Flaux J held that, although it would have been some US$11 million cheaper to have repaired the vessel in China, a prudent uninsured owner would still, on balance, have favoured repair in Dubai. In any event, taking into account the additional costs of salvage, the judge concluded that the cost of repair (in both China and Dubai) would have exceeded the insured value of the vessel, and hence it was a CTL. 

Sale of vessel after notice of abandonment

The insurers contended that the shipowners had lost the right to claim for CTL by selling the vessel after issuing the notice of abandonment as the shipowners had acted inconsistently with a continued intention to abandon the vessel to the insurers.

The court found that the shipowners had acted in the interests of both themselves and the insurers in mitigating losses by selling the vessel. In any event, the insurers were well aware of the proposed sale of the vessel but did nothing to object to the sale and, consequentially no question of loss of the right to claim for CTL arose.11

Sue and labour expenses

In a marine insurance policy, a sue and labour clause imposes on the insured a duty to take such measures as may be reasonable for the purpose of averting or minimising a loss.12

The insurers contended that after the redelivery of the vessel by the salvors to the shipowners: 

  1. the insured peril of piracy ceased to operate as the vessel had been brought to safety and that, any expenses incurred thereafter would not fall within the ambit of sue and labour; or, alternatively,
  2. that the stand-by tugs were hired in compliance with international conventions13 and therefore were not expenses incurred to mitigate losses for the benefit of the insurers. 

On the facts, the court found that the MV Brillante Virtuoso was a dead and disabled ship anchored in international waters and therefore posed an obvious danger not only to itself, but also to other shipping activities. Flaux J held that until the vessel was in a place of safety, the insured peril continued to operate. 

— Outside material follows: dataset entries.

PR #276, opened 2018-04-03
[SearchService] Return 503 for uninitialized

shishirx34:
A quick fix for uninitialized state of the service.


skofman1:
Do we know how this endpoint is used what will be the impact of this change?

shishirx34:
Fixes https://github.com/NuGet/Engineering/issues/1174

shishirx34:
@skofman1 - This will return 503 when the service is not running("Uninitialized"). There shouldn't be any impact of this change. I will validate it on DEV search environment.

Accordingly, the court recognised the costs of standby tugs and the associated agency fees as expenses incurred for the mutual benefit of the owners and insurers, and therefore claimable as sue and labour expenses.

This decision is a welcomed comfort as it enables shipowners to recover expenses reasonably incurred to safeguard the vessel from further danger even after it is salvaged or recovered from an insured peril. 

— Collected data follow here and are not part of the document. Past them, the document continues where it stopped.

PR #278, opened 2018-04-06
Increase HTTP client timeout in catalog2dnx

joelverhagen:
Address https://github.com/NuGet/Engineering/issues/1261.

- Add `-httpClientTimeoutInSeconds` option to catalog2dnx.
- Only download the .nupkg once
- Download the .nupkg to disk and use this stream for getting .nuspec and for uploading to flat container
- Improve the tests a lot
- Only accept the HTTP response if it is 200 OK. We previously allowed any 2XX.

### DIFF
--- a/src/Catalog/Dnx/DnxCatalogCollector.cs
+++ b/src/Catalog/Dnx/DnxCatalogCollector.cs
@@ -9,6 +9,7 @@ using System.IO.Compression;
 using System.Net.Http;
 using System.Threading;
 using System.Threading.Tasks;
+using Microsoft.Extensions.Logging;
 using Newtonsoft.Json.Linq;
 using NuGet.Services.Metadata.Catalog.Helpers;
 using NuGet.Services.Metadata.Catalog.Persistence;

In any case, the continued duty to mitigate loss will benefit insurers as the vessel will be protected from further structural damage which would diminish her residual value or could expose the insurers to a larger claim. 

Time limit for sue and labour expenses

The question then arose as to when expenses ceased to be claimable as sue and labour expenses. 

The shipowners contended that they should be entitled to claim for sue and labour until the vessel was sold since the need to protect the vessel did not cease, notwithstanding the issuance of a claim form.

Flaux J held that the duty to mitigate ended once a claim form is issued as the Civil Procedure Rules rather than the contract of insurance would govern the relations between the parties thereafter. 

Conclusion

Insurers should take note that the mere rejection of a notice of abandonment will not end the duty to “avert or mitigate losses” under a marine policy. An insured may hold the insurer accountable for expenses incurred to protect the damaged property from further loss even after the issuance of a notice of abandonment. It is only upon the commencement of the proceedings that sue and labour will cease to operate.